Le reazioni internazionali
Tutti gli attori palestinesi hanno usato parole dure nei confronti degli EAU, parlando di un tradimento alla propria causa. L’Autorità palestinese ha richiamato per consultazioni il proprio ambasciatore ad Abu Dhabi mentre dal fronte dei resistenti, Hamas e il Jihad islamico sostengono che tale accordo non cambierà i connotati della propria lotta, che in definitiva rimane un confronto da condurre con le armi. Certo è che tale intesa ipoteca quanto previsto dalla Arab Peace Initiative lanciata nel 2002, la quale ha rappresentato la base negoziale a cui gli Stati della Lega Araba facevano riferimento.

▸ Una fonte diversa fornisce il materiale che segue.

PR #1213, opened 2019-06-07
Switch gateway to external auth

alexellis:
Switch gateway to external auth

## Description

This commit moves the OpenFaaS gateway from using in-process
basic-auth for everything to use an external auth URL instead.

When auth is not enable, this functionality is not added to the
handlers and behaves as before. When enabled, the configured
plugin with authenticate requests.

## Motivation and Context

#1209 

## How Has This Been Tested?

Tested e2e on Docker Swarm with positive and negative tests.

## Types of changes

## Checklist:

### DIFF
--- a/docker-compose.yml
+++ b/docker-compose.yml
@@ -3,7 +3,7 @@ services:
     gateway:
         ports:
             - 8080:8080
-        image: openfaas/gateway:0.13.6
+        image: openfaas/gateway:0.13.7-rc2
         networks:
             - functions
         environment:
--- a/gateway/server.go
+++ b/gateway/server.go
@@ -83,6 +83,8 @@ func main() {
 		functionURLTransformer = nilURLTransformer
 	}
 
+	decorateExternalAuth := handlers.MakeExternalAuthHandler
+
 	faasHandlers.Proxy = handlers.MakeForwardingProxyHandler(reverseProxy, functionNotifiers, functionURLResolver, functionURLTransformer)
 
 	faasHandlers.RoutelessProxy = handlers.MakeForwardingProxyHandler(reverseProxy, forwardingNotifiers, urlResolver, nilURLTransformer)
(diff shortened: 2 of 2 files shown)


docker-compose.yml
```diff
@@ -3,7 +3,7 @@ services:
     gateway:
         ports:
             - 8080:8080
-        image: openfaas/gateway:0.13.6
+        image: openfaas/gateway:0.13.7-rc2
```
LucasRoesler: You should be able to remove the `basic_auth: "${BASIC_AUTH:-true}"` env variable now, right?

alexellis:
I think that we need a flag to turn on/off in YAML but we could change the name.

gateway/server.go
```diff
@@ -131,25 +133,25 @@ func main() {
 
 	if credentials != nil {
```
LucasRoesler: It seems odd for this to be based on the credentials, the credentials shouldn't be used in the gateway anymore and are specific to only one type of auth.  It seems like the check for if there should be auth should be handled by the value for `config.AuthProxyURL` and the parsing of the credentials should be removed

alexellis: Please see the diagram in the attached issue.

The secret is used for core-service commutation. The plugin is used for user-auth to the gateway.

LucasRoesler: There seems to only be one auth configuration, via the `MakeExternalAuthHandler`. How can the internal service communication use basic-auth if the auth proxy points at an external authentication that is not basic auth?  This works right now, because the only external proxy is the basic auth verification but it seems like it would break as soon as you tried to validate with any other external auth proxy.

alexellis: You are correct. I think the upstreamProxy needs to have the credentials for the upstream calls to authenticated endpoints.

docker-compose.yml
alexellis: I will check

gateway/server.go
alexellis: Function proxy would remain as it is:

```
	faasHandlers.Proxy = handlers.MakeForwardingProxyHandler(reverseProxy, functionNotifiers, functionURLResolver, functionURLTransformer)
```

List for instance, would take a new function override so that it could provide relevant headers for calls.. 

```
func applyServiceAuth(r *http.Request) {
 r.Header.SetBasicAuth(user, pass)
}

	faasHandlers.ListFunctions = handlers.MakeForwardingProxyHandler(reverseProxy, forwardingNotifiers, urlResolver, nilURLTransformer, applyServiceAuth)
```

alexellis: Please see: https://github.com/openfaas/faas/pull/1214

alexellis:
Derek close: in favour of #1214

PR #1325, opened 2019-09-30
Fix event order

jmickey:
Signed-off-by: Josh Michielsen <github@mickey.dev>


alexellis:
I thought the event by Keiran / Affix / CLI was out of sync too and the one next to it

jmickey:
@alexellis should be fixed now.

PR #1382, opened 2019-11-21
Update ADOPTERS.md

goncalo-oliveira:
Include Fonix Telematics in the list of OpenFaaS adopters.

Signed-off-by: Goncalo Oliveira <goncalo.oliveira@fonixtelematics.com>


alexellis:
Merging, thank you for getting in touch.

Please think about whether you can write a little more about the application/use-case?

PR #1403, opened 2019-12-14
WIP: Update faas-swarm version in docker-compose files

Waterdrips:
Signed-off-by: Alistair Hey <alistair@heyal.co.uk>

## Description

Assuming that the PR here : https://github.com/openfaas/faas-swarm/pull/63 goes in, and the next faas-swarm container version is 0.8.3, this pr will update the swam deployment to use this new version

This is WIP on waiting for the new container versions


alexellis:
Needs to be `0.8.2`, but the arm builds are manual, so we'll update those later.

PR #1409, opened 2019-12-17
Change how and when we fetch and parse namespace info

### LINKED ISSUE #1408: Namespace selector does not update the function list
## My actions before raising this issue
- [ ] Followed the [troubleshooting guide](https://docs.openfaas.com/deployment/troubleshooting/)
- [ ] Read/searched [the docs](https://docs.openfaas.com/)
- [x] Searched [past issues](/issues)

If I  deploy functions to the default namespace and to an additional namespace, the namespace selector in the gateway UI does not appear to work.  The API returns the expected result with a new function list, but he UI does not update to reflect this

In this screenshot you can see the latest API response but with the wrong function list rendered
image

## Expected Behaviour

The function list should change to show the functions from the selected namespace

## Current Behaviour

Found while walking through a demo of multinamespace support

1. Deploy on kubernetes with the latest helm chart `openfaas-5.3.8`, make sure to set `clusterRole` to true
2. Create an annotate an extra namespace
    ```sh
    kubectl create ns dev-fn
    kubectl annotate ns dev-fn openfaas="true"
   ```
2. use the cli to deploy left pad to an extra namespace, `faas-cli store deploy Left-Pad -n dev-fn`
3. also deploy a function to the default namespace `faas-cli store deploy NodeInfo`
3. Open the gateway ui
5. use the namespace selector to change to `dev-fn`
6. observer that the function list does not change, it should still just show `NodeInfo`

## Context

Relates to #1379

## Your Environment

faas-netes

* Operating System and version (e.g. Linux, Windows, MacOS):
osx

Waterdrips:
## Description

The initial namespace select implementation had some challenges, especially around non-default installs (no openfaas-fn namespace)
This has removed lots of those issues and added some more user friendly bits too (defaulting to first returned namespace from backend, passing that namespace to the function-create as default)

Signed-off-by: Alistair Hey <alistair@heyal.co.uk>

## Motivation and Context

closes #1408 
closes #1408 

## How Has This Been Tested?

kubernetes:
Install with 4 active namespaces, switching works, adding a fn works (for each namespace)
Can add the same fn to each namespace
Can call each fn, see it calls correct one in logs
Can delete functions

Swarm:
No NS selector, can create, call and delete fns.

## Types of changes

## Checklist:

### DIFF
--- a/gateway/assets/script/bootstrap.js
+++ b/gateway/assets/script/bootstrap.js
@@ -17,13 +17,14 @@ app.controller("home", ['$scope', '$log', '$http', '$location', '$interval', '$f
         $scope.invocationStatus = "";
         $scope.invocationStart = new Date().getTime();
         $scope.roundTripDuration = "";
-        $scope.selectedNamespace = "openfaas-fn";
-        $scope.allNamespaces = ["openfaas-fn"];
+        $scope.selectedNamespace = "";
+        $scope.allNamespaces = [""];
         $scope.invocation = {
             contentType: "text"
         };
 
         $scope.baseUrl = $location.absUrl().replace(/\ui\/$/, '');
+
         try {
             $scope.canCopyToClipboard = document.queryCommandSupported('copy');
         } catch (err) {
@@ -65,13 +66,17 @@ app.controller("home", ['$scope', '$log', '$http', '$location', '$interval', '$f
         var fetchFunctionsDelay = 3500;
         var queryFunctionDelay = 2500;
 
-        var fetchNamespacesInterval = function() {
-            $http.get("../system/namespaces")
-                .then(function(response) {
-                    $scope.allNamespaces = response.data;
-                })
-        };
 
+
+
+        $http.get("../system/namespaces")
+            .then(function(response) {
+                $scope.allNamespaces = response.data;
+                if ($scope.selectedNamespace === "" && response.data && response.data[0] && response.data[0] !== "") {
+                    $scope.selectedNamespace = response.data[0]
+                    refreshData($scope.selectedNamespace)
+                }
+            })
 
 
         var fetchFunctionsInterval = $interval(function() {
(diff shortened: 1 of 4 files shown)


gateway/assets/script/bootstrap.js
```diff
@@ -603,4 +600,8 @@ function uuidv4() {
     return ([1e7]+-1e3+-4e3+-8e3+-1e11).replace(/[018]/g, function(c) {
         return (c ^ cryptoInstance.getRandomValues(new Uint8Array(1))[0] & 15 >> c / 4).toString(16)
     })
-}  
\ No newline at end of file
+}
+
+function getNamespaceSuffix(namespace) {
```
LucasRoesler: this is a small complaint, but it looks like this returns a query parameter, not a suffix.  It also requires this method to be called first because it returns the `?`, this will make it a little fragile is someone doesn't recognize that the order is important. Javascript has a URL object https://developer.mozilla.org/en-US/docs/Web/API/URL that might be easier to use and more robust to work with, since the search params object has a set method https://developer.mozilla.org/en-US/docs/Web/API/URLSearchParams/set

Waterdrips: @LucasRoesler 
The URL object doesn't support relative paths, and the CORS blocking on localhost means that using `new URL(document.lcoation.domain)` to generate a url `localhost:8080` and then using the url object to do this stuff doesnt work because (at least) chrome block the requests (when i tried anyway) a rename and re-structure of this is incoming. Hopefully its better.

LucasRoesler: wow that is an incredibly disappointing API in JS then :(

Waterdrips: I mean it worked, but because mostly people will be using localhost CORS gets in the way and makes things hard

alexellis:
Merging based upon review from @LucasRoesler

PR #646, opened 2023-08-02
Implemented class Person and function create_person_list

sberdianskyi:


app/main.py
```diff
@@ -1,8 +1,21 @@
 class Person:
-    # write your code here
-    pass
+    people = {}
+
+    def __init__(self, name: str, age: int) -> None:
+        self.name = name
+        self.age = age
+        Person.people[name] = self
```
ArsenPidhoretskyi, line 7: FYI 
You can use self.people[name] = self

app/main.py
```diff
@@ -1,8 +1,21 @@
...
 
 def create_person_list(people: list) -> list:
-    # write your code here
-    pass
+    person_list = []
+    for friend in people:
+        person = Person(friend["name"], friend["age"])
+        person_list.append(person)
+    for friend in people:
+        if "wife" in friend and friend["wife"] is not None:
```
ArsenPidhoretskyi, line 16: Use .get instead of and statement
friend.get("wife") is not None

app/main.py
sberdianskyi: changes made to the code in the last commit

app/main.py
sberdianskyi: changes made to the code in the last commit

ArsenPidhoretskyi (approved):
Well done!

PR #649, opened 2023-08-03
Solution

nyanplague:


RPodolets (approved):
Good solution :)

app/main.py
```diff
@@ -1,8 +1,29 @@
...
+    people = {}
+
+    def __init__(self, name: str, age: int) -> None:
+        self.name = name
+        self.age = age
+
+        Person.people[name] = self
+
+    @classmethod
+    def create_instances(cls, list_of_people: list[dict]) -> None:
```
Kroll410, line 12: This breaks the SOLID principles, but you'll study it after. For now you can check [this](https://en.wikipedia.org/wiki/SOLID)  and why `create_instances` is a bad method for `Person` classs

Kroll410 (approved):

PR #650, opened 2023-08-04
Solution

olgierrd:


app/main.py
```diff
@@ -1,8 +1,26 @@
...
-    pass
+    people = {}
+
+    def __init__(self, name: str, age: int) -> None:
+        self.name = name
+        self.age = age
+        Person.people[name] = self
 
 
 def create_person_list(people: list) -> list:
```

Come ci si poteva aspettare, sul piano internazionale la Turchia e l’Iran sono i Paesi che più di tutti hanno voluto manifestare la propria contrarietà a tale accordo. Il presidente turco Erdoğan ha accusato Abu Dhabi di aver adottato un comportamento ipocrita che la storia non perdonerà, mentre sta meditando di sospendere le relazioni diplomatiche con lo Stato del Golfo. Dal canto suo, il ministero degli esteri iraniano ha definito l’accordo un peccato pericoloso che avrà come effetto l’ulteriore rafforzamento dell’asse della resistenza anti-israeliano.

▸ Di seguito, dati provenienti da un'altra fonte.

PR #651, opened 2023-08-05
task completed, but an error occurs in the test that is not related t…

DaniilHinzburh:
…o the code, but the code is probably correct

### DIFF
--- a/app/main.py
+++ b/app/main.py
@@ -1,8 +1,33 @@
+from __future__ import annotations
+
+
 class Person:
-    # write your code here
-    pass
+    people = {}
+
+    def __init__(self, name: str, age: int) -> None:
+        self.name = name
+        self.age = age
+        self.add_object(self)
+
+    @classmethod
+    def add_object(cls, obj: Person) -> None:
+        cls.people[obj.name] = obj
 
 
-def create_person_list(people: list) -> list:
-    # write your code here
-    pass
+def create_person_list(people: list[dict]) -> list[Person]:
+    result = []
+
+    for pers in people:
+        person = Person(name=pers["name"], age=pers["age"])
+        if "wife" in pers and pers["wife"] is not None:
+            for i in Person.people.values():
+                if i.name == pers["wife"]:
+                    person.wife = i
+                    i.husband = person
+        elif "husband" in pers and pers["husband"] is not None:
+            for i in Person.people.values():
+                if i.name == pers["husband"]:
+                    person.husband = i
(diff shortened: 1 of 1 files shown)


app/main.py
```diff
@@ -1,8 +1,33 @@
+from __future__ import annotations
```
vsmutok, line 1: try to remove it, maybe it's help you

vsmutok (changes requested):
Plese fix tests

DaniilHinzburh:
if I remove it, then there will be an error in this part of the code:

@classmethod
def add_object(cls, obj: Person) -> None:
    cls.people[obj.name] = obj

for some reason the tests can't work with everyone "from ##### import #####"

I fixed the error by specifying obj as an object

however, in the future it may interfere with other tasks, perhaps a problem
with the tests or I have with my compiler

In definitiva, è evidente che dal punto di vista israeliano ed emiratino l’accordo di normalizzazione abbia poco a che vedere con la questione palestinese in sé, e molto con i nuovi equilibri di potenza che si stanno delineando nel macro-quadrante geopolitico ricompreso tra gli Stretti di Gibilterra e Malacca passando per il Mediterraneo, il Mar Rosso e l’Oceano indiano e comprendente altri due colli di bottiglia strategici come Suez e Bab al-Mandab, oltre che il Golfo Persico e lo stretto di Hormuz. Pertanto, come già messo nero su bianco nel comunicato congiunto, nelle prossime settimane è probabile che altri Stati del Golfo seguiranno le orme emiratine. Il Bahrein è il primo indiziato, mentre sarà più complesso il percorso che attende l’Arabia Saudita.